Jaeger also commented on Beckwith’s place in Canadian music, education and culture. “His writing has greatly helped his own legacy through his published works. I’m thinking of his beautifully written autobiography. I feel that ‘setting the record’ takes active maintenance, and that it must be regularly presented to the public in order for it to survive into the next generation.”

Last month the University of Toronto’s Faculty of Music honoured its former dean with “A 90th Celebration of John Beckwith. It was followed by a lecture by Beckwith tellingly titled CanMus Then and Now, “a comparison between musical life in the centennial year, 1967, and 50 years later in the sesquicentennial year 2017.” And who better to provide this insight into CanMus than John Beckwith?

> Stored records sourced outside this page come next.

PR #178, opened 2018-07-05
Messages on /clock must be delivered in order

sloretz:
Add sentence saying messages published on `/clock` must be delivered in order. The design doc requires an API to call user callbacks when time jumps backwards. If messages are received out of order then state could be reset unnecessarily.

### DIFF
--- a/articles/130_ros_time.md
+++ b/articles/130_ros_time.md
@@ -109,7 +109,6 @@ If the time on the clock jumps backwards, a callback handler will be invoked and
 Calls that come in before that must block.
 The developer has the opportunity to register callbacks with the handler to clear any state from their system if necessary before time will be in the past.
 
-Messages published on `/clock` must be delivered in order.
 The frequency of publishing the `/clock` as well as the granularity are not specified as they are application specific.
 
 ##### No Advanced Estimating Clock By Default
--- a/articles/130_ros_time.md
+++ b/articles/130_ros_time.md
@@ -109,6 +109,7 @@ If the time on the clock jumps backwards, a callback handler will be invoked and
 Calls that come in before that must block.
 The developer has the opportunity to register callbacks with the handler to clear any state from their system if necessary before time will be in the past.
 
+Messages published on `/clock` must be delivered in order.
 The frequency of publishing the `/clock` as well as the granularity are not specified as they are application specific.
 
 ##### No Advanced Estimating Clock By Default
--- a/articles/qos.md
+++ b/articles/qos.md
@@ -103,6 +103,14 @@ However, this mechanism will not be added into the common ROS2 API so as to keep
 To honor the QoS settings of the system, developers can use the `rmw_qos_profile_system_default` QoS profile which delegates the responsibility of the QoS machinery to the underlying DDS vendor.
 This allows developers to deploy ROS2 applications and use DDS vendor tools to configure the QoS settings.
 
+## Integration with non DDS RMW Implementations
+
+There is no QoS setting that affects the order messages may be received.
+Instead an RMW implementation must implement the same behavior as DDS.
+Once a subscriber takes a message from the RMW implementation it must not be allowed to take an earlier message from the same publisher.
+If the connection is Reliable then newer messages should be kept in the History until all older messages are received.
+A best effort connection should drop an older message if it has already received a newer one.
+
 ## Open questions
 
 How should the integration of the QoS machinery with intraprocess communication be like.
--- a/articles/qos.md
+++ b/articles/qos.md
@@ -109,7 +109,7 @@ There is no QoS setting that affects the order messages may be received.
 Instead an RMW implementation must implement the same behavior as DDS.
 Once a subscriber takes a message from the RMW implementation it must not be allowed to take an earlier message from the same publisher.
 If the connection is Reliable then newer messages should be kept in the History until all older messages are received.
-A best effort connection should drop an older message if it has already received a newer one.
+A best effort connection should drop an older message if a subscriber has taken a newer one.
 
 ## Open questions
 


articles/130_ros_time.md
```diff
@@ -109,6 +109,7 @@ If the time on the clock jumps backwards, a callback handler will be invoked and
 Calls that come in before that must block.
 The developer has the opportunity to register callbacks with the handler to clear any state from their system if necessary before time will be in the past.
 
+Messages published on `/clock` must be delivered in order.
```
tfoote: I understand the sentiment of this, but in it's current form it is "delivered in order" is not clearly defined. Maybe something like in the order published? Do we want to specify a policy of wait for all vs drop all but the most recent, or leave that to the application specific settings? Are there any settings expected to cause out of order delivery that maybe we should discourage?

sloretz: >"delivered in order" is not clearly defined. Maybe something like in the order published?

How about `delivered in order` -> `received by subscribers in the same order they were published`?

> Do we want to specify a policy of wait for all vs drop all but the most recent, or leave that to the application specific settings?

New Music Concerts is adding its seasoned voice to the celebration on April 28 at Trinity-St. Paul’s Centre with “John Beckwith at 90.” NMC artistic director Robert Aitken invited his longtime friend and colleague Beckwith to choose the repertoire for the concert. He selected two of his latest works, Calling (2016) and Quintet (2016). Both will receive their world premieres. And although Beckwith’s Avowals (1985) has been recorded by the tenor Benjamin Butterfield and pianist William Aide for Centrediscs, this will be their first concert performance of it.

In addition, Beckwith has picked compositions for the concert that have personal meaning: Stravinsky’s In Memoriam Dylan Thomas (1954) and String Quartet No. 3 (1962) by his teacher John Weinzweig. These two works reflect yet another kind of encounter: that with music and musicians early in a composer’s career, marking it forever.